Methods: This is a blinded, single center, prospective observational study of 13 patients ≥18 years old with return of spontaneous circulation (ROSC) after nontraumatic OHCA. Blood was collected within 59 minutes of ROSC, every 6 hours for 24 hours, and every 24 hours until day 6, hospital discharge, or death. Five neuroinjury biomarkers were analyzed: NFL, GFAP, UCHL1, Tau, and S100B. Good vs poor neurologic outcome was quantified as Cerebral Performance Category (CPC 1 or 2 vs CPC 3, 4, 5, or death, respectively) at time of discharge and at 6 months post-OHCA. Serum biomarker level was quantified by a researcher blinded to patient outcome using quantitative enzyme linked immunosorbent assay (ELISA) and digital immunoassay. Wilcoxon rank sum test was used to assess differences in biomarker level between good vs poor outcome groups.

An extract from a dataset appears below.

PR #72, opened 2023-09-19
Add command to analyze a URL for loading optimization issues

westonruter:
In analyzing URLs from the [WordPress 6.3 lazy-loading and fetchpriority usage analysis in the field](https://colab.sandbox.google.com/drive/1lbTFTy1IoifpqkynKuualVjrLVSj1i0r#scrollTo=BkDefWwDrQHD) Colab which have `fetchpriority` and lazy-loading issues, I found I was manually encountering the same issues over and over again. To avoid having to manually perform these checks and to automate that we can fix the issues and add regression testing in the future, I'm adding a command that summarizes what the issues are (if any). This will be particularly useful in the development of https://github.com/WordPress/performance/issues/805.

For example:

Results: Subjects had average age of 61 years, 62% were male. Initial rhythm was 38% ventricular fibrillation or ventricular tachycardia, 31% asystole, and 31% pulseless electrical activity. Survival to discharge with good outcome at 6 months occurred in 39% of subjects. CPC category of good vs poor outcome was unchanged between discharge and 6 month follow up for all subjects. Subjects with poor outcomes had significantly (p < 0.05) higher levels of all biomarkers than did subjects with good outcomes at H18, H24, H48. Tau and S100B were also significantly (p < 0.05) higher in poor outcome than good outcome at H6.
Conclusion: Pilot results support our hypothesis that patients with higher bloodborne neural biomarker level following OHCA predicts poorer neurologic outcome. Future studies will optimize positive predictive value (PPV) and negative predictive value (NPV) for clinical decision-making.